Re: [HACKERS] [WIP] [B-Tree] Keep indexes sorted by heap physical location
From
Peter Geoghegan
Date:
On Mon, Jul 24, 2017 at 10:13 AM, Claudio Freire <klaussfreire@gmail.com> wrote: > In most cases, the TID itself can be omitted when the key itself > differs already. > > When a split happens, a TID will be added referring to a real tid from > a child page iff necessary. > > This gives a lot of leeway in choosing the cutoff point, since a > cutoff point is only added when necessary. I agree with all that. That just sounds like a basic implementation of suffix truncation, to support making heap TID a part of the keyspace without paying a big cost in fan-in. > Vacuum *might* be able to redistribute tuples too, while holding locks > to all 3 pages (the two children and the parent page), since it can > move the TID to the middle point of two actual child TIDs, mindlessly, > without checking to see if such TID actually exists - it just needs to > choose a TID cutoff point that will distribute item pointers evently. > I haven't tried this, but it is theoretically possible.
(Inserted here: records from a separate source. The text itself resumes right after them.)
Issue #52, opened 2017-03-20
IsAsymmetricDigraph causes seg fault


james-d-mitchell:
The following example:

```
gap> gr := Digraph([[1], [2], [1 .. 3]]);;
gap> IsAntisymmetricDigraph(gr);
```

causes a segmentation fault in version 0.7.0 (and all previous versions where this function exists).

I am about to commit a pull request which fixes this.

james-d-mitchell:
This is the issue causing the tests to fail in PR #51.

wilfwilson:
Resolved by PR #53.

PR #53, opened 2017-03-20
Fix IsAntisymmetricDigraph

james-d-mitchell:
This PR fixes a (probably long standing) bug in the kernel function `FuncIS_ANTISYMMETRIC_DIGRAPH` which assumed incorrectly that a variable was a plain list. 

This resolves Issue #52 and is the cause of the segmentation fault on travis for PR #51.

### DIFF
--- a/src/digraphs.c
+++ b/src/digraphs.c
@@ -701,7 +701,7 @@ static Obj FuncIS_ANTISYMMETRIC_DIGRAPH(Obj self, Obj adj) {
           level++;
           nbs = ELM_PLIST(adj, j);
           stack += 4;
-          stack[0] = INT_INTOBJ(ADDR_OBJ(nbs)[k]);
+          stack[0] = INT_INTOBJ(ELM_LIST(nbs, k));
           stack[1] = 1;
           stack[2] = j;  // I am wasting memory here, duplicating info
           stack[3] = last1;
--- a/tst/testinstall.tst
+++ b/tst/testinstall.tst
@@ -271,6 +271,11 @@ gap> AsDigraph(f);
 gap> AsDigraph(f, 4);
 fail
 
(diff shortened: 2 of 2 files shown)


james-d-mitchell:
When merged, this should also be put into stable-0.7

tst/testinstall.tst
```diff
@@ -271,6 +271,11 @@ gap> AsDigraph(f);
 gap> AsDigraph(f, 4);
 fail
 
+# Fix bug in FuncIS_ANTISYMMETRIC_DIGRAPH
```
wilfwilson: I'd recommend referencing Issue #52 in the comment here.

src/digraphs.c
```diff
@@ -701,7 +701,7 @@ static Obj FuncIS_ANTISYMMETRIC_DIGRAPH(Obj self, Obj adj) {
           level++;
           nbs = ELM_PLIST(adj, j);
           stack += 4;
-          stack[0] = INT_INTOBJ(ADDR_OBJ(nbs)[k]);
+          stack[0] = INT_INTOBJ(ELM_LIST(nbs, k));
```
wilfwilson: I wouldn't have realised that `ADDR_OBJ` wasn't valid here. But I'm glad I know now.

james-d-mitchell: It's not that `ADDR_OBJ(nbs)` isn't valid, it's that when `nbs` is a range, you cannot get the `k`th element of the range by `ADDR_OBJ(nbs)[k]`.

james-d-mitchell:
I've made the change you suggested by adding the issue number to the test.

src/digraphs.c
wilfwilson: Yes of course, that makes sense.

PR #322, opened 2023-09-08
MP-3346. MDR cannot be less than zero

piobab:
The case where max_debt_repayable_denominator underflows need to be handled.

@thec00n I added `mdr_negative` with numbers to spreadsheet.


piobab:
Removed HF check after liquidation.

Aligned with the requirement:
` in extreme cases it can happen that the HF worsens after a liquidation... But those liquidations are still necessary to close those bankrupt positions`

I don't understand what you mean here. As long as the TIDs are a first class part of the keyspace, what VACUUM does or doesn't do should not matter. Page deletion stashes a TID in the highkey position of a leaf page within _bt_mark_page_halfdead(), but that shouldn't matter to you. I guess you're talking about contriving a TID value that is the mean of two real TID values -- the two that are on each side of the split point during a leaf page split. While that seems possible, I don't see much value in it. Unless you have normalized keys, you can only really truncate whole attributes. And, I think it's a bad idea to truncate anything other than the new high key for leaf pages, with or without normalized keys. Changing the keys once they're in internal pages is never going to be worth it. -- Peter Geoghegan
Re: [HACKERS] [WIP] [B-Tree] Keep indexes sorted by heap physical location
From
Claudio Freire
Date:
On Mon, Jul 24, 2017 at 2:43 PM, Peter Geoghegan <pg@bowt.ie> wrote: > On Mon, Jul 24, 2017 at 10:13 AM, Claudio Freire <klaussfreire@gmail.com> wrote: >> Vacuum *might* be able to redistribute tuples too, while holding locks >> to all 3 pages (the two children and the parent page), since it can >> move the TID to the middle point of two actual child TIDs, mindlessly, >> without checking to see if such TID actually exists - it just needs to >> choose a TID cutoff point that will distribute item pointers evently. >> I haven't tried this, but it is theoretically possible. > > I don't understand what you mean here. As long as the TIDs are a first > class part of the keyspace, what VACUUM does or doesn't do should not > matter. Page deletion stashes a TID in the highkey position of a leaf > page within _bt_mark_page_halfdead(), but that shouldn't matter to > you. > > I guess you're talking about contriving a TID value that is the mean > of two real TID values -- the two that are on each side of the split > point during a leaf page split. While that seems possible, I don't see > much value in it. Unless you have normalized keys, you can only really > truncate whole attributes. And, I think it's a bad idea to truncate > anything other than the new high key for leaf pages, with or without > normalized keys. Changing the keys once they're in internal pages is > never going to be worth it. That's what I'm saying. It might not be worth it. I haven't tested yet.